Кирьянов: Почему-то все говорят об абсолютизме, как будто бы он просуществовал в России до 1917-го года. Ну не было бы ни распутинщины, и никто бы этим не занимался. При абсолютизме эти вопросы не обсуждаются.
Сванидзе: Это был уже абсолютизм XX века! Абсолютизм с прессой…
Кургинян: Слабая автократия.
Сванидзе: С газетами, с фотографами, которые за ним ходили.

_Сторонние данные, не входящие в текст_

PR #19344, opened 2022-06-20
Add rule-engine recipe

teake:
Checklist
- [x] Build number is 0.

### DIFF
--- a/recipes/rule-engine/meta.yaml
+++ b/recipes/rule-engine/meta.yaml
@@ -1,0 +1,43 @@
+{% set name = "rule-engine" %}
+{% set version = "3.4.0" %}
+
+
+package:
+  name: {{ name|lower }}
+  version: {{ version }}
+
+source:
+  url: https://pypi.io/packages/source/{{ name[0] }}/{{ name }}/rule-engine-{{ version }}.tar.gz
+  sha256: d35186aac7e621676a92f7c88c6599bc167831d33cb72a9f3131b8f73300915a
+
+build:
+  number: 0
+  noarch: python
+  script: {{ PYTHON }} -m pip install . -vv
+
+requirements:
+  host:
+    - pip
+    - python
+  run:
+    - ply >=3.9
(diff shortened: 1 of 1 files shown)


teake:

recipes/rule-engine/meta.yaml
```diff
@@ -0,0 +1,43 @@
...
+  script: {{ PYTHON }} -m pip install . -vv
+
+requirements:
+  host:
+    - pip
+    - python >=3.4
+  run:
+    - ply >=3.9
+    - python >=3.4
+    - python-dateutil ~=2.7
```
BastianZim, line 25:
```suggestion
    - python-dateutil >=2.7,==2.*
```
Condo-build can't really understand `~=`(Only through some hacks) so it's better to use the conda-build equivalent.

BastianZim (changes requested):
Just one small thing, then this is ready to go 🚀

recipes/rule-engine/meta.yaml
teake: That didn't work. I've changed it to `>=2.7,<3` as in the [examples in the conda docs](https://conda.io/projects/conda/en/latest/user-guide/concepts/pkg-specs.html#package-match-specifications).

Btw, just so I understand, is it documented somewhere that conda-build cannot understand `~=` properly?

BastianZim: Hmm strange. @marcelotrevisani this is what's suggested by grayskull but it didn't work. Do you know why?

> Btw, just so I understand, is it documented somewhere that conda-build cannot understand ~= properly?

Conda-build can only understand the following: https://docs.conda.io/projects/conda-build/en/latest/resources/package-spec.html#build-version-spec
We are patching some other things in the background (like the one here) but it's better to be on the safe side.

teake: Ok, thanks for the clarification!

Кургинян: То есть не абсолютизм.
Фирсов: Вы знаете, я хотел бы…
Сванидзе: Прошу вас, Сергей Львович!
Фирсов: Спасибо. Вы знаете, я хотел бы сказать о влиянии феномена Григория Ефимовича Распутина на современное сознание. Он знаковая фигура. В маргинальном околоцерковном мире, в мире, например, так называемых катакомбников Распутин был прославлен еще накануне гибели Советского Союза, где-то в феврале 1991-го года, как мученик, за царя пострадавший. Тогда это казалось абсурдом. Непонятные люди непонятным образом как бы канонизировали. Кто они такие, неясно. В последнее же время, в 90-е годы, о Григории Ефимовиче стали говорить очень много, как о верном псе самодержавия, как о святом старце. О нем поются замечательные песни: «Странник одухотворенный вышел к богу налегке». Выражение замечательное. «Мученик Григорий, новый русский старец с посохом в руке». И так далее. Почему этот миф оживает? Отчего его невозможно остановить? Наверное потому, что…
Сванидзе: Завершайте.
Фирсов: …человеческое сознание символично: люди любят мыслить не реальными историческими категориями, а символами. И Григорий Ефимович Распутин перед нами, к сожалению, предстает не столько личностью, сколько символом. Для одних — страшно омерзительный, для других — страшно святой.